Segment Start: DATA UNDER STUDY
PR #594, opened 2022-04-25
changed to throw the second exception instead of hiding it

scottf:


scottf:
nope changed my mind again. I don't actually know if the timeout is an indication of a problem or an end of data

PR #597, opened 2022-05-04
subscription before consumer

scottf:
The order of creating a subscription on the server and creating a consumer on the server matters. Once the consumer is created, there is interest and the server tries to deliver. But if the subscription is not created, the messages are delivered to...nowhere, but are considered delivered.

This was not strictly a problem but it was a race - if the subscription was ready before the consumer was sent message, then things went fine. Unit test didn't fail. But when we were testing against NGS and in clusters with mixes of JetStream and non-Jetstream servers, the consumer was always ready because of simple latency.

So now the server subscription is always made first avoiding the problem altogether.


aricart (approved):
LGTM

PR #605, opened 2022-05-24
remove enforcement of durable name on pull subscriptions

scottf:
Since v2.7.0 the server allows ephemeral pull consumers. This change removes the code that enforced a durable name when making a pull subscription.


caleblloyd:
Could you add a description, linked issue, or link to the Client Spec change that explains why this change is being made?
Segment End: DATA UNDER STUDY
(PROBLEM DESCRIPTION): Your answer must consist only of the lines from the one containing "PR #605, opened 2022-05-24" through the last line of the data above, both included, exactly as written.

(ANSWER BELOW):
PR #605, opened 2022-05-24
remove enforcement of durable name on pull subscriptions

scottf:
Since v2.7.0 the server allows ephemeral pull consumers. This change removes the code that enforced a durable name when making a pull subscription.


caleblloyd:
Could you add a description, linked issue, or link to the Client Spec change that explains why this change is being made?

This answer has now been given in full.